§ **Work task**: Look below for the line that contains "- wxWidgets version 3.2.2", then copy it and each following line exactly, through and including the line that contains "type other than".

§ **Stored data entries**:
PR #23792, opened 2023-08-23
Update maximum supported compiler versions in main readme

PBfordev:
TBH, I am not sure if this information is useful, I would not expect wxWidgets build break with newer ("unsupported") compiler versions and prefer listing just the minimal supported version (clang is missing it).

Moreover, the readme has: "All C++11 compilers are supported including but not limited to:" I think there are no other compilers besides the three listed (Borland and Intel do not have their own anymore), are they?

~~And now I notice the commit text wrong, with an extra "Update" in it. :(~~

### DIFF
--- a/README.md
+++ b/README.md
@@ -36,8 +36,8 @@ This version of wxWidgets supports the following primary platforms:
 All C++11 compilers are supported including but not limited to:
 
 - Microsoft Visual C++ 2015 or later (up to 2022).
-- g++ 4.8 or later (up to 12), including MinGW/MinGW-64/TDM under Windows.
-- Clang (up to 14).
+- g++ 4.8 or later (up to 13), including MinGW/MinGW-64/TDM under Windows.
+- Clang (up to 16).
 
 Please use [3.2 branch](https://github.com/wxWidgets/wxWidgets/tree/3.2) if
 you must use wxWidgets with a C++98 compiler or support Windows XP.


imciner2:
> (Borland and Intel do not have their own anymore)

Intel still has their own - `icpx` and `icx` are their new compilers for C++ and C respectively (built on LLVM like Clang, but with Intel-specific changes and optimizations).

The current head of master builds fine with these as well.

PBfordev:
> > (Borland and Intel do not have their own anymore)
> 
> Intel still has their own - `icpx` and `icx` are their new compilers for C++ and C respectively

I see, thanks. 

But I also meant they do not require anything specific from wxWidgets side (as e.g. BCC or DMC did with build or code paths), they are probably just fine using whatever there is for gcc/clang...

lanurmi:
> And now I notice the commit text wrong, with an extra "Update" in it. :(

So amend the commit and fix the text, and force-push.

PBfordev:
> > And now I notice the commit text wrong, with an extra "Update" in it. :(
> So amend the commit and fix the text, and force-push.

Good idea, thanks. I have already explained my GIT disability many times here. I agree that it is shameful but it is what it is.

vadz:
Sorry, not sure what happened here, but there are now no changes at all. I can apply the other PR but I guess you wanted to make some other changes?

@PB please don't hesitate to ask if you have any questions about Git, there is nothing shameful about not knowing something about it (I don't know everything neither, in spite of using it for close to 15 years daily) and I'd be glad to help.

PBfordev:
> Sorry, not sure what happened here, but there are now no changes at all. 

Should be fixed now.

> @PB please don't hesitate to ask if you have any questions about Git

Thanks, but that's on me. I did read the Git book at least twice, but since I am not using Git regularly (perhaps aside from like the basic four commands), I forget most of it soon.

vadz:
Thanks!

The idea behind mentioning the max versions is to show that we've tested wx with them and that the project is actually maintained and hasn't been abandoned 10 years ago as some people think, so I think it's worth doing.

PR #23797, opened 2023-08-23
Fix undefined behavior in wxImage::Paste with wxIMAGE_ALPHA_BLEND_COM…

### LINKED ISSUE #23791: wxImage::Paste with wxIMAGE_ALPHA_BLEND_COMPOSE relies on undefined NaN to integer conversion
The following test fails on the riscv64 architecture:
```
wxImage::Paste
  Paste semitransparent image over transparent image
./image/image.cpp:1931

./image/image.cpp:1945: FAILED:
  CHECK_THAT( actual, RGBSimilarTo(wxImage("image/paste_result_no_background_square_over_circle.png"), 1) )
with expansion:
  image of size 100*100 with alpha doesn't have the same RGB data as image of
  size 100*100 with alpha: first mismatch is at (0, 0) which has value
  0xffffff00 instead of the expected 0x00000000
```

I expect the test to pass like on other architectures.

### Description

I have tracked the bug to an undefined NaN to integer conversion in wxImage::Paste with wxIMAGE_ALPHA_BLEND_COMPOSE, and more precisely in the following code:

```
                        for (int c = 3 * i; c < 3 * (i + 1); c++)
                        {
                            target_data[c] =
                                (unsigned char)(((source_data[c] * source_alpha +
                                    target_data[c] * light_left) /
                                result_alpha) + 0.5f);
                        }
```

When `source_alpha`, `light_left` and `result_alpha` are all `0.0` like in the testcase, the result is a NaN. It is then casted to an `unsigned char`. This is an undefined operation, which happens to give the expected result on x86 and a few other architectures, but not on riscv64.

The correct way is probably to test for a NaN before casting the value.

- wxWidgets version 3.2.2
- wxWidgets port wxGTK
- OS Debian GNU/Linux sid on riscv64

+ GTK version: 3.24.38
+ Which GDK X11

aurel32:
…POSE

The wxImage::Paste method, when used with wxIMAGE_ALPHA_BLEND_COMPOSE, converts floating point values, which might not be finite, to unsigned char using a simple cast. According to the C++ standard this is an undefined behaviour:

  When a finite value of real floating type is converted to an integer
  type other than _Bool, the fractional part is discarded (i.e., the
  value is truncated toward zero). If the value of the integral part
  cannot be represented by the integer type, the behavior is undefined.

This causes the failure of the "Paste semitransparent image over transparent image" test on a few architectures, including RISC-V.

This commits fixes that by assigning 0 if the value is not finite, to match the x86 behavior.

Fixes: #23791

### DIFF
--- a/src/common/image.cpp
+++ b/src/common/image.cpp
@@ -1743,10 +1743,11 @@ wxImage::Paste(const wxImage & image, int x, int y,
                         alpha_target_data[i] = (unsigned char)((result_alpha * 255) + 0.5f);
                         for (int c = 3 * i; c < 3 * (i + 1); c++)
                         {
-                            target_data[c] =
-                                (unsigned char)(((source_data[c] * source_alpha +
-                                    target_data[c] * light_left) /
-                                result_alpha) + 0.5f);
+                            float target_value =
+                                ((source_data[c] * source_alpha + target_data[c] * light_left) /
+                                result_alpha) + 0.5f;
+                            target_data[c] = wxFinite(target_value) ? (unsigned char)target_value
+                                                                    : 0;
                         }
                     }
                 }


vadz:
Thanks for the fix but I wonder if we shouldn't be handling `result_alpha == 0` case specially? It looks wrong to divide by 0 and then check whether the result is finite, it seems like it would be better to avoid doing it in the first place, wouldn't it?

paulcor:
Yeah, I think it's better to avoid the divide by zero. Done now in 496a9a40a1.

PR #23798, opened 2023-08-23
Enable some warnings

vvs31415:


vadz:
Thanks, I'm a bit surprised we're not getting these warnings any more, but if we don't, we should leave them enabled, of course, so I'll merge this.

PR #24819, opened 2024-09-17
Update bundled Expat to the latest 2.6.3 upstream version

vadz:
This fixes a few security problems.


dgud:
Can this be backported to 3.2 ?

§ **Written response**:
- wxWidgets version 3.2.2
- wxWidgets port wxGTK
- OS Debian GNU/Linux sid on riscv64

+ GTK version: 3.24.38
+ Which GDK X11

aurel32:
…POSE

The wxImage::Paste method, when used with wxIMAGE_ALPHA_BLEND_COMPOSE, converts floating point values, which might not be finite, to unsigned char using a simple cast. According to the C++ standard this is an undefined behaviour:

  When a finite value of real floating type is converted to an integer
  type other than _Bool, the fractional part is discarded (i.e., the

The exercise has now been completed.